_Data excerpts_.
PR #181, opened 2021-08-30
Capacity check for facility and metro datasources

t0mk:
This PR adds capacity field to facility datasource in order to verify that a particular facility has enough capacity. See usage in the test.

_Originally https://github.com/equinix/terraform-provider-metal/issues/88#issuecomment-892999121_

### DIFF
--- a/metal/datasource_metal_facility.go
+++ b/metal/datasource_metal_facility.go
@@ -33,6 +33,26 @@ func dataSourceMetalFacility() *schema.Resource {
 				Elem:        &schema.Schema{Type: schema.TypeString},
 				Computed:    true,
 			},
+			"capacity": {
+				Type:        schema.TypeList,
+				Description: "Optional capacity specification",
+				MaxItems:    1,
+				Optional:    true,
+				Elem: &schema.Resource{
+					Schema: map[string]*schema.Schema{
+						"plan": {
+							Type:        schema.TypeString,
+							Description: "Plan which has to be available in selected facility",
+							Required:    true,
+						},
+						"quantity": {
+							Type:     schema.TypeInt,
+							Default:  1,
+							Optional: true,
+						},
+					},
+				},
+			},
 		},
 	}
 }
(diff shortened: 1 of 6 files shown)


displague:
This filter seems like a good blocker to ensure that the chosen facility meets the expected criteria.

I would like to continue to explore what it looks like to automatically choose a plan, facility, and metro based on capacity.

Hypothetical:

```
data "metal_plan" "smallest" {
  class = "baremetal" # or is this 'line'?
  plan_in = ["t1.small.x86", "c3.small.x86"]
  level = "normal"
  metro_in = ["dc", "ny", "da"]
}

data "metal_facility" "ibx" {
  metro_in = metal_plan.smallest.metros # array
  features_required = ["ibx"]
  # optional code, in this case
} 

resource "metal_device" "foo" {
  facility = data.metal_facility.ibx.code
  plan = data.metal_plan.smallest.code
   ...
}
```

metal/datasource_metal_facility.go
```diff
@@ -33,6 +33,26 @@ func dataSourceMetalFacility() *schema.Resource {
 				Elem:        &schema.Schema{Type: schema.TypeString},
 				Computed:    true,
 			},
+			"capacity": {
+				Type:        schema.TypeList,
+				Description: "Optional capacity specification",
+				MaxItems:    1,
```
displague, line 39: Should we allow for multiple capacity blocks?  What if I want a facility with 2 n2 devices and 3 c3 devices.

metal/datasource_metal_facility.go
```diff
@@ -33,6 +33,26 @@ func dataSourceMetalFacility() *schema.Resource {
...
+				Optional:    true,
+				Elem: &schema.Resource{
+					Schema: map[string]*schema.Schema{
+						"plan": {
+							Type:        schema.TypeString,
+							Description: "Plan which has to be available in selected facility",
+							Required:    true,
+						},
+						"quantity": {
```
displague, line 48: We don't have to introduce the `level` checks in this PR, but we may want to add them in the future.  

For users that know which facility they want and would like to prevent provisioning if their `var.device_count` won't be met, this will be helpful.

metal/datasource_metal_facility.go
displague: I suppose we could think about that later and users could just use multiple `data "metal_facility"` blocks for now. (since this resource conditionally represents a `code` predefined facility)

t0mk: It's actually not too hard to do it right now, the response on a capacity request looks following:

```
{"servers":[
  {"facility":"sv15","plan":"c3.small.x86","quantity":1,"available":true},
  {"facility":"sv15","plan":"c3.medium.x86","quantity":3,"available":false}
]}
```

We can agree that the datasource will throw an error if any of the sections has `available:false`. The error will actually say which capacity requirement can't be satisfied.

metal/datasource_metal_facility.go
t0mk: - I think level is not part of the capacity query: https://metal.equinix.com/developers/api/capacity/#check-capacity
- I think the levels are useless once you can actually query if a faciltiy (or metro) has *n* devices of a particular plan available.

t0mk:
@displague I made it possible to use more than one capacity block. I also added the same funtionality to the metro datasoruce. Please take a look, this is ready for review.

displague:
I ran the acceptance tests locally and they passed.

_Exercise goal_.
Throughout the listing above, count the lines where the word "available" appears, then reply with that count and no other words.

_Response box_.
6